- _PROBLEM TO SOLVE_
Output the entries underneath exactly as they are.

- _Collected data entries_
Issue #4775, opened 2025-01-08
[Bug]: Disk Usage after a build on builder server stays high (>70%)


arxk:
### Error Message and Logs

No errors (network or console).

No errors/problems in ``mycoolify.com/horizon``

### Steps to Reproduce

1. Ensure you have a builder server
2. Deploy an app using your builder server
3. Check Disk Usage on Build Server, should continue really high (mine was 73%)
4. Disk Usage only comes down once the cleanup cron is ran (or triggered manually)

### Coolify Version

v4.0.0-beta.380

### Are you using Coolify Cloud?

No (self-hosted)

### Operating System and Version (self-hosted)

Ubuntu 24.04

### Additional Information

When building my application using my builder server, disk goes up really high and never gets cleaned up until the cleanup cron is ran or triggered manually.

Currently my workaround is to just to either:
- Trigger the cleanup manually once the build finishes.
- or bring the cleanup cron down to every 10-30 minutes.

<img src="https://github.com/user-attachments/assets/78b3b926-9d2f-43b7-ab08-8f190fef2212" alt="logs" width="400"/>

Did not even realize it had 73% disk used until logs told me.

peaklabs-dev:
This is because the build server is only there to build you image, like GitHub Action can do, the images and also the rest of the resources are still stored on you hosting server where you stuff is hosted so the disk usage will be high there. Or what exactly is you issue?

arxkdev:
> This is because the build server is only there to build you image, like GitHub Action can do, the images and also the rest of the resources are still stored on you hosting server where you stuff is hosted so the disk usage will be high there. Or what exactly is you issue?

The problem I'm having is on the Build Server. The Disk Usage goes up when I build (which is fine), but it continues to rise as I re-deploy my app more and more, almost as if it's not finding the already existing cache.

For example if I start with around ~8% Disk Usage:
I run a build, it goes to 15%
I run another build, it goes to 20%
I run another build, it goes to 30%
and so on.. until it gets to 100%.

tolstenko:
The cleaning process is not fully working right now on 390. I just discovered the docker builder prune freed 133gb here. 

![Image](https://github.com/user-attachments/assets/35d39248-a231-4617-9d56-6b74ba2b9af5)

marwie:
Hello, we're currently still on 379 and it seems like the cleanup doesn't reduce the disc usage at all right now

[...]

PR #4842, opened 2025-01-15
feat: Docker cleanup execution UI and some UI improvements

### LINKED ISSUE #3313: [Bug]: Deployment finished a day ago in <time> is wrong
### Description

image

The 559s was 111s few minutes ago

and the deployment from yesterday was also around 1 or 2 minutes but for sure not 22h = 80339s

however it seems correct for earlier deployments
image

sorry private repo

### Exception or Error

No exception or logs just deployemnt time

### Version

v4.0.0-beta.323

### Cloud?

- [ ] Yes
- [X] No

peaklabs-dev:
## Changes
- feat: move Docker cleanup settings to their own tab
- feat: added Docker cleanup executions UI - with very detailed cleanup log and message. This will help with debugging storage problems.
- refactor: Dates and UI design of Backup executions, Scheduled Tasks executions and Deployments executions tabs
    - redesigned the deployment executions tab
    -  show full commit message with an expand button on the deployment executions tab
    - show only the first 7 characters of the commit hash, like on GitHub - makes the UI cleaner
    - move date transformation to a shared function
    - move duration calculation to a shared function
    - dates are now always displayed with their timezone next to them
    - remove dependency on `dayjs` (improves performance)
    - redesigned status badges with colors to make it easier to see the current status
    - redesigned execution log boxes so that they all have a similar look and feel and contain similar information
    - added start and end times for backups, scheduled tasks, deployments and docker cleanup executions
    - calculate the duration for backups, scheduled tasks, deployments and Docker cleanup executions and added it to the UI 
    - remove duplicate and unused code
- fix: use `finished_at` instead of `updated_at` for the end time so that the time calculations are correct
- fix: set `finished_at` as immutable so it can not be changed later

New Deployment Logs:
image

Old Deployment Logs:
image

Docker Cleanup Log:
docker_cleanup_log

## Issues
- fix #3313
- Improves #4775


andrasbacsai:
Thank you for the PR!

sisou:
IMO displaying the end time in UTC only is horrible UX. Servers are usually configured for UTC (that's why it shows UTC timestamp), but I'm as the admin am in a very different timezone. If I want to know when my app last deployed, now I need to do head calculations?

Please bring back the relative time since end of deployment, like before: "Finished 37 minutes ago".

peaklabs-dev:
Thanks for the feedback, the next version will bring back the finished ago time. You can also change your server timezone to get everything in your own timezone.

PR #4847, opened 2025-01-16
feat: Ability to create root user via environment variables

peaklabs-dev:
## Changes
- feat: Ability to set the initial root user (instance admin user) of Coolify in the `.env` file via environment variables:
    - `ROOT_USERNAME=`
    - `ROOT_USER_EMAIL=`
    - `ROOT_USER_PASSWORD=`
- feat: Registration is automatically disabled if you set up a root user via the `.env` file
- feat: Logic, error handling and clean log output for each scenario:
    - Environment variables do not pass validation rules
    
    
    
    - Root user created successfully
    
    
    
    - Root user already exists, skipping creation
    
    

- Security fix: After initial installation, the Registration page is exposed with the registration form. This is usually not an issue as one installs and registers within seconds/minutes after the URL becomes publicly accessible. However, if you leave the registration page too long without registering a user, a malicious actor can potentially register and compromise your system.

-> The new way of setting your root user in the `.env` file can prevent the registration page from ever being accessible to the internet.

### Note
- At the moment, the registration page is only inaccessible (all the time) if you use manual installation because the automated script downloads the `.env` file during installation, and then the user has to fill in the values in the `.env` file after Coolify is already installed and then run the script again (registration page will be live for a few seconds like this). In the future, we can make the script more interactive and ask for a `username`, `email`, and `password`.
- For security purposes, the env values only take effect if the root user does not yet exist, so you cannot override the existing root user with these env values.

## Issues
- Reported on Discord: https://discord.com/channels/459365938081431553/1329460601814253568


andrasbacsai:
Thank you for the PR!

peaklabs-dev:
I will add docs for this tomorrow morning.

- _EXERCISE RESULT_
Issue #4775, opened 2025-01-08
[Bug]: Disk Usage after a build on builder server stays high (>70%)


arxk:
### Error Message and Logs

No errors (network or console).

No errors/problems in ``mycoolify.com/horizon``

### Steps to Reproduce

1. Ensure you have a builder server
2. Deploy an app using your builder server
3. Check Disk Usage on Build Server, should continue really high (mine was 73%)
4. Disk Usage only comes down once the cleanup cron is ran (or triggered manually)

### Coolify Version

v4.0.0-beta.380

### Are you using Coolify Cloud?

No (self-hosted)

### Operating System and Version (self-hosted)

Ubuntu 24.04

### Additional Information

When building my application using my builder server, disk goes up really high and never gets cleaned up until the cleanup cron is ran or triggered manually.

Currently my workaround is to just to either:
- Trigger the cleanup manually once the build finishes.
- or bring the cleanup cron down to every 10-30 minutes.

<img src="https://github.com/user-attachments/assets/78b3b926-9d2f-43b7-ab08-8f190fef2212" alt="logs" width="400"/>

Did not even realize it had 73% disk used until logs told me.

peaklabs-dev:
This is because the build server is only there to build you image, like GitHub Action can do, the images and also the rest of the resources are still stored on you hosting server where you stuff is hosted so the disk usage will be high there. Or what exactly is you issue?

arxkdev:
> This is because the build server is only there to build you image, like GitHub Action can do, the images and also the rest of the resources are still stored on you hosting server where you stuff is hosted so the disk usage will be high there. Or what exactly is you issue?

The problem I'm having is on the Build Server. The Disk Usage goes up when I build (which is fine), but it continues to rise as I re-deploy my app more and more, almost as if it's not finding the already existing cache.

For example if I start with around ~8% Disk Usage:
I run a build, it goes to 15%
I run another build, it goes to 20%
I run another build, it goes to 30%
and so on.. until it gets to 100%.

tolstenko:
The cleaning process is not fully working right now on 390. I just discovered the docker builder prune freed 133gb here. 

![Image](https://github.com/user-attachments/assets/35d39248-a231-4617-9d56-6b74ba2b9af5)

marwie:
Hello, we're currently still on 379 and it seems like the cleanup doesn't reduce the disc usage at all right now

[...]

PR #4842, opened 2025-01-15
feat: Docker cleanup execution UI and some UI improvements

### LINKED ISSUE #3313: [Bug]: Deployment finished a day ago in <time> is wrong
### Description

image

The 559s was 111s few minutes ago

and the deployment from yesterday was also around 1 or 2 minutes but for sure not 22h = 80339s

however it seems correct for earlier deployments
image

sorry private repo

### Exception or Error

No exception or logs just deployemnt time

### Version

v4.0.0-beta.323

### Cloud?

- [ ] Yes
- [X] No

peaklabs-dev:
## Changes
- feat: move Docker cleanup settings to their own tab
- feat: added Docker cleanup executions UI - with very detailed cleanup log and message. This will help with debugging storage problems.
- refactor: Dates and UI design of Backup executions, Scheduled Tasks executions and Deployments executions tabs
    - redesigned the deployment executions tab
    -  show full commit message with an expand button on the deployment executions tab
    - show only the first 7 characters of the commit hash, like on GitHub - makes the UI cleaner
    - move date transformation to a shared function
    - move duration calculation to a shared function
    - dates are now always displayed with their timezone next to them
    - remove dependency on `dayjs` (improves performance)
    - redesigned status badges with colors to make it easier to see the current status
    - redesigned execution log boxes so that they all have a similar look and feel and contain similar information
    - added start and end times for backups, scheduled tasks, deployments and docker cleanup executions
    - calculate the duration for backups, scheduled tasks, deployments and Docker cleanup executions and added it to the UI 
    - remove duplicate and unused code
- fix: use `finished_at` instead of `updated_at` for the end time so that the time calculations are correct
- fix: set `finished_at` as immutable so it can not be changed later

New Deployment Logs:
image

Old Deployment Logs:
image

Docker Cleanup Log:
docker_cleanup_log

## Issues
- fix #3313
- Improves #4775


andrasbacsai:
Thank you for the PR!

sisou:
IMO displaying the end time in UTC only is horrible UX. Servers are usually configured for UTC (that's why it shows UTC timestamp), but I'm as the admin am in a very different timezone. If I want to know when my app last deployed, now I need to do head calculations?

Please bring back the relative time since end of deployment, like before: "Finished 37 minutes ago".

peaklabs-dev:
Thanks for the feedback, the next version will bring back the finished ago time. You can also change your server timezone to get everything in your own timezone.

PR #4847, opened 2025-01-16
feat: Ability to create root user via environment variables

peaklabs-dev:
## Changes
- feat: Ability to set the initial root user (instance admin user) of Coolify in the `.env` file via environment variables:
    - `ROOT_USERNAME=`
    - `ROOT_USER_EMAIL=`
    - `ROOT_USER_PASSWORD=`
- feat: Registration is automatically disabled if you set up a root user via the `.env` file
- feat: Logic, error handling and clean log output for each scenario:
    - Environment variables do not pass validation rules
    
    
    
    - Root user created successfully
    
    
    
    - Root user already exists, skipping creation
    
    

- Security fix: After initial installation, the Registration page is exposed with the registration form. This is usually not an issue as one installs and registers within seconds/minutes after the URL becomes publicly accessible. However, if you leave the registration page too long without registering a user, a malicious actor can potentially register and compromise your system.

-> The new way of setting your root user in the `.env` file can prevent the registration page from ever being accessible to the internet.

### Note
- At the moment, the registration page is only inaccessible (all the time) if you use manual installation because the automated script downloads the `.env` file during installation, and then the user has to fill in the values in the `.env` file after Coolify is already installed and then run the script again (registration page will be live for a few seconds like this). In the future, we can make the script more interactive and ask for a `username`, `email`, and `password`.
- For security purposes, the env values only take effect if the root user does not yet exist, so you cannot override the existing root user with these env values.

## Issues
- Reported on Discord: https://discord.com/channels/459365938081431553/1329460601814253568


andrasbacsai:
Thank you for the PR!

peaklabs-dev:
I will add docs for this tomorrow morning.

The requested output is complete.